PR #197, opened 2019-04-22
Add space to cursor-forwards-word and cursor-backwards-word

FrozenPigs:
This seems like something that should have already been there, but if not feel free to say why space was not included in the `cursor-backwards-word` and `cursor-forwards-word` functions. Also a little question, do you happen to have an IRC you guys hang out on?

### DIFF
--- a/next.asd
+++ b/next.asd
@@ -7,7 +7,8 @@
   :license "BSD 3-Clause"
   :serial t
   :defsystem-depends-on ("trivial-features")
========
__What is expected__: Find the word "backwards" in the data and copy out each line where it turns up.

__Answer space__:
Add space to cursor-forwards-word and cursor-backwards-word
This seems like something that should have already been there, but if not feel free to say why space was not included in the `cursor-backwards-word` and `cursor-forwards-word` functions. Also a little question, do you happen to have an IRC you guys hang out on?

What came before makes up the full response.